Embrace “Mindful Distraction” for Stress Relief

“Mindful Distraction” is a technique where you consciously choose a distraction to give your mind a break from stress. This could be something like solving a puzzle, gardening, or drawing. Unlike aimless scrolling on social media, mindful distraction is intentional and purposeful. It leverages the concept of ‘flow’, a state where you’re fully immersed in an activity, providing a break for your cognitive resources. This practice not only helps in managing stress but also in rejuvenating your mind for higher productivity.
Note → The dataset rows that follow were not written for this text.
PR #538, opened 2024-08-15
Update GIL.jl lock's documentation (possible mistake?)

camilodlt:
I think "unlock" is a typo and should be "lock". 
Hence, a GIL lock "locks, computes, unlocks" rather than "unlocks, computes, unlocks" unless there is something I'm missing. 

Nice work on the GIL by the way !


cjdoris:
Well spotted, thanks!

PR #545, opened 2024-08-23
Switch to pyproject.toml

MilesCranmer:
`pyproject.toml` is the standard mechanism for a Python project's metadata while `setup.cfg` is a deprecated format: https://peps.python.org/pep-0518.

This PR simply translates everything from one format to the other.

Note that this is required to use some build systems locally, such as rye, which do not support the older formats.


MilesCranmer:
Friendly ping @cjdoris :)

cjdoris:
Great thanks! I'd been meaning to do this and also switch to the hatchling build backend for a while, so you've done 80% of that task :)

PR #552, opened 2024-09-06
use uv and hatchling

cjdoris:


MilesCranmer (commented):
This is looking good (and super useful for CI). Though I ran into the following bug when I ran the tests locally for some reason; is this expected?

```python
[ins] In [5]: from juliacall import Main as jl

[ins] In [6]: jl.x = 1
---------------------------------------------------------------------------
AttributeError                            Traceback (most recent call last)
Cell In[6], line 1
----> 1 jl.x = 1

File ~/.julia/packages/PythonCall/Nr75f/src/JlWrap/any.jl:254, in __setattr__(self, k, v)
    252     else:
    253         return
--> 254     self._jl_callmethod($(pyjl_methodnum(pyjlany_setattr)), k, v)
    255 def __dir__(self):
    256     return ValueBase.__dir__(self) + self._jl_callmethod($(pyjl_methodnum(pyjlany_dir)))

AttributeError: Julia: Global Main.x does not exist and cannot be assigned. Declare it using `global` before attempting assignment.
```

Issue #582, opened 2025-01-01
Julia 1.11 prevents assigning objects to Main


MilesCranmer:
It looks like this syntax is no longer working on Julia 1.11:

```python
from juliacall import Main as jl

jl.x = 1
```

On 1.10 of Julia this works, but on 1.11, this raises the following error:

```python
Traceback (most recent call last):
  File "<string>", line 1, in <module>
    import juliapkg as jp; jp.require_julia("~1.11"); from juliacall import Main as jl; jl.x = 1
                                                                                        ^^^^
  File "/Users/mcranmer/PermaDocuments/PythonCall.jl/src/JlWrap/any.jl", line 254, in __setattr__
    self._jl_callmethod($(pyjl_methodnum(pyjlany_setattr)), k, v)
    ^^^^^^^^^^^^^^^^^^^^^^^^^^^^^
AttributeError: Julia: Global Main.x does not exist and cannot be assigned. Declare it using `global` before attempting assignment.
```

I also verified this error did not depend on Python (3.10 through 3.13 all give the same error).

To quickly verify this:

```bash
# 1.10
python -c 'import juliapkg as jp; jp.require_julia("~1.10"); from juliacall import Main as jl; jl.x = 1'
# (Exits fine)

# 1.11
python -c 'import juliapkg as jp; jp.require_julia("~1.11"); from juliacall import Main as jl; jl.x = 1'
# Throws an error
```

cc @cjdoris

MilesCranmer:
x-post: https://github.com/JuliaLang/julia/issues/56933

PR #583, opened 2025-01-01
fix: patch changed behavior of `setproperty!` for modules

MilesCranmer:
This fixes the breaking change introduced by Julia 1.11: https://github.com/JuliaLang/julia/pull/54678. See issue #582 for discussion.

The fix is pretty simple - we just automatically call `global` on variables that are undefined. This means that the syntax

```python

jl.x = 1
```

will continue to function.

@cjdoris could you please take a look and merge? Since Julia 1.11 is out now I think we should get this fix in relatively quickly since a lot of the docs and tutorials rely on this behavior working.

### DIFF
--- a/src/JlWrap/any.jl
+++ b/src/JlWrap/any.jl
@@ -26,6 +26,10 @@ function pyjlany_setattr(self, k_::Py, v_::Py)
     k = Symbol(pyjl_attr_py2jl(pyconvert(String, k_)))
     pydel!(k_)
     v = pyconvert(Any, v_)
+    if VERSION >= v"1.11.0-" && self isa Module && !isdefined(self, k)
+        # Fix for https://github.com/JuliaLang/julia/pull/54678
+        Base.Core.eval(self, Expr(:global, k))
+    end
     setproperty!(self, k, v)
     Py(nothing)
 end


test/Aqua.jl
```diff
@@ -2,5 +2,9 @@
     # The unbound_args test fails on methods with signature like foo(::Type{Tuple{Vararg{V}}}) where V
```
MilesCranmer, line 2: Unrelated but this is a real unbound_args. `V` is unbound in `Tuple{Vararg{V}}` because `()` is technically a subtype - in which case `V` has no definition.

Correct signature with bounded `V` would be `Tuple{V,Vararg{V}}`

MilesCranmer:
FYI I'm ignoring some of the broken tests (only two; seem minor) temporarily since I see the `setproperty!` issue as being much more impactful

MilesCranmer:
The only remaining test error is from the julia_gc test. I think it's more likely this is due to Julia bugs since 1.11's parallel GC which has some internal issues (e.g., https://github.com/JuliaLang/julia/issues/56871, https://github.com/JuliaLang/julia/issues/56759, https://github.com/JuliaLang/julia/issues/56735).

I'll turn off that test for 1.11 too, since it doesn't identify an issue with PythonCall.jl (if that's alright with you). We can look into it later once 1.11.3 comes out.

MilesCranmer:
@cjdoris we're getting errors in other PRs that require this behavior; do you think this could be merged when you get a chance?

cjdoris:
Thanks - I spent some time understanding the various test changes and made some tweaks/fixes in the process. Will make a release.

MilesCranmer:
Awesome, thanks!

Practice “Sensory Mindfulness” for Emotional Grounding

“Sensory Mindfulness” involves focusing intensely on one or more of your senses. For example, when eating, try to concentrate on the texture, taste, and smell of the food. This practice is rooted in the idea that paying close attention to sensory experiences can bring you back to the present moment, reducing anxiety and stress. It’s a form of grounding technique that can help manage overwhelming emotions and enhance your emotional intelligence by fostering a deeper connection with the present moment.

Engage in “Contrast Thinking” for Perspective Enhancement

“Contrast Thinking” involves deliberately thinking about the opposite of your current situation. For example, if you’re feeling stuck in your career, spend time imagining a scenario where your career is thriving. This practice, grounded in cognitive psychology, can help in developing a more balanced perspective and aid in problem-solving. It encourages the brain to consider alternatives and possibilities, which can lead to more innovative solutions and a more resilient mindset.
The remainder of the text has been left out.